PR #56, opened 2023-03-29
Save SWAP information from `/proc/meminfo`

talbii:
Save SWAP information from `/proc/meminfo`, can also be used in determining whether the SWAP file is enabled or not.

### DIFF
--- a/io/proc_reader.h
+++ b/io/proc_reader.h
@@ -23,6 +23,9 @@ struct MemInfoData {
   size_t mem_buffers = 0;
   size_t mem_cached = 0;
   size_t mem_SReclaimable = 0;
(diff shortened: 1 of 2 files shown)


io/proc_reader.h
```diff
@@ -23,6 +23,9 @@ struct MemInfoData {
   size_t mem_buffers = 0;
   size_t mem_cached = 0;
   size_t mem_SReclaimable = 0;
+  size_t swap_cached = 0;
```
romange, line 26: Weird indentation

romange: Weird, will take look later

romange (approved):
* * * * * * *
**About this task**. Scan the records above for the string "romange", then report every line that contains it.

**Exercise response**.
romange, line 26: Weird indentation
romange: Weird, will take look later
romange (approved):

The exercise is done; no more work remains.